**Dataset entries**
※ ※ ※

PR #4110, opened 2026-06-19
fix(http1): evict pooled conn on request-side Connection: close

samlandfried:
hyper's client derives connection reuse from the response alone, so a request carrying `Connection: close` whose backend response omits it (keeps the socket alive) leaves the connection pooled and reusable. 

Disable keep-alive at request-encode time when the outgoing request carries `Connection: close` so the connection is evicted regardless of the response.

### DIFF
--- a/src/proto/h1/conn.rs
+++ b/src/proto/h1/conn.rs
@@ -613,6 +613,15 @@ where
 
         if !T::should_read_first() {
             self.state.busy();
+            // A client request carrying `Connection: close` must not be pooled or
+            // reused. hyper otherwise derives connection reuse from the response
+            // alone, so a backend that ignores the request-side close (omits
+            // `Connection: close` in its response) would leave the connection in
+            // the pool. Disable keep-alive up front so the connection is evicted
+            // regardless of the response.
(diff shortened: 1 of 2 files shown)


src/proto/h1/conn.rs
```diff
@@ -613,6 +613,19 @@ where
...
             self.state.busy();
+            // A client request carrying `Connection: close` must not be pooled or
+            // reused. hyper otherwise derives connection reuse from the response
+            // alone, so a backend that ignores the request-side close (omits
+            // `Connection: close` in its response) would leave the connection in
+            // the pool. Disable keep-alive up front so the connection is evicted
+            // regardless of the response.
+            if head
+                .headers
+                .get(CONNECTION)
```
seanmonstar: This probably needs to `get_all`, and check them all, either here, or some new `headers::connect_any_close()` helper.

samlandfried: @seanmonstar Added a `connection_any_close` that finds and acts on any `Connection: close` header

seanmonstar (approved):
Thanks!

PR #4111, opened 2026-06-21
style(lib): remove `default_trait_access` lint

nakaryo716:
## Overview
This PR removes `default_trait_access = "allow"` from `Cargo.toml` and updates the code to explicitly call type-specific default methods (e.g., `ParserConfig::default()`) instead of `Default::default()`.

## Changes
- Removed `default_trait_access = "allow"` from `Cargo.toml`.
- Replaced `Default::default()` with explicit type-default calls in code.
- Refactored the httparse import in `src/server/conn/http1.rs` to align with the client-side style.

### Full path for h2 config
In `src/client/conn/http2.rs` and `src/server/conn/http2.rs`, I used fully qualified paths to avoid `Default::default()` while preventing name conflicts:
```rust
h2_builder: proto::h2::client::Config::default(),
```
*Question*:   
Does this look good to you, or  would you prefer introducing type aliases (e.g., `use proto::h2::client::Config as H2ClientConfig`) at the top of the file to keep it shorter?

### Import refactoring in `src/server/conn/http1.rs`
I changed `use httparse;` to `use httparse::ParserConfig;` 

If you prefer keeping the original import style to minimize the diff, please let me know. I will revert this specific part.

### Untouched test codes
I noticed that there are still many `Default::default()` occurrences in the test codes (e.g., `src/proto/h1/role.rs`).   Currently, the CI clippy job does not check test targets because it runs without --all-targets:

```YAML
cargo clippy --features full -- -D warnings
```
As a result, the CI passes with this PR.

*Question*:  
 Should I also update the test codes, or should we keep this PR focused only on the library code?

## Related issue
Part of a #4071 

Sorry for the long description! 
If there are any changes needed, please let me know. Otherwise, feel free to merge this PR if everything looks good to you.🙏

### DIFF
--- a/Cargo.toml
+++ b/Cargo.toml
@@ -120,7 +120,6 @@ cast_precision_loss = "allow" # TODO: consider
 checked_conversions = "allow"
 collapsible_match = "allow"
 decimal_literal_representation = "allow" # TODO: consider
-default_trait_access = "allow"
 else_if_without_else = "allow"
 enum_glob_use = "allow"
 float_arithmetic = "allow"
--- a/src/client/conn/http1.rs
+++ b/src/client/conn/http1.rs
@@ -332,7 +332,7 @@ impl Builder {
             h09_responses: false,
             h1_writev: None,
             h1_read_buf_exact_size: None,
-            h1_parser_config: Default::default(),
+            h1_parser_config: ParserConfig::default(),
             h1_title_case_headers: false,
             h1_preserve_header_case: false,
             h1_max_headers: None,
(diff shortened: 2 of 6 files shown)


seanmonstar:
> Currently, the CI clippy job does not check test targets because it runs without --all-targets:

Yea, that's on purpose. There's a couple lints that are much less important in tests, like unwrap, panic, etc, and when I enabled `--all-targets`, it couldn't figure that out. If it can eventually, I'd be happy to enable it for all targets.

seanmonstar (approved):

PR #4117, opened 2026-06-26
style(proto): fix `decimal_literal_representation` lint

josetorrs:
Part of https://github.com/hyperium/hyper/issues/4071

> What it does
Warns if there is a better representation for a numeric literal.

> Why restrict this?
Especially for big powers of 2, a hexadecimal representation is usually more readable than a decimal representation.

from the [docs](https://rust-lang.github.io/rust-clippy/master/index.html#decimal_literal_representation) though TBH I think `65_535` is more readable here


seanmonstar:
Hm, I agree, the 65k feels clearer the FFFF. Perhaps not as useful of a lint...

josetorrs:
> Hm, I agree, the 65k feels clearer the FFFF. Perhaps not as useful of a lint...

added it to the explicitly allowed list

seanmonstar (approved):

PR #4118, opened 2026-06-26
fix(h1): append duplicate trailer values when encoding (match #4107)

mahirhir:
#4107 fixed the decode side: `decode_trailers` switched from `HeaderMap::insert` to `append`, so repeated trailer values received on the wire are preserved. The encode side is the unfixed sibling: `Encoder::encode_trailers` (`src/proto/h1/encode.rs`) builds `allowed_trailers` with `insert`, so when a user sets the same trailer field multiple times, only the last value reaches the wire.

※ ※ ※

**INSTRUCTIONS FOR THE TASK**
Show all lines in the entries above where the word "style" appears.

**OUTPUT FOR THIS TASK**
style(lib): remove `default_trait_access` lint
- Refactored the httparse import in `src/server/conn/http1.rs` to align with the client-side style.
If you prefer keeping the original import style to minimize the diff, please let me know. I will revert this specific part.
style(proto): fix `decimal_literal_representation` lint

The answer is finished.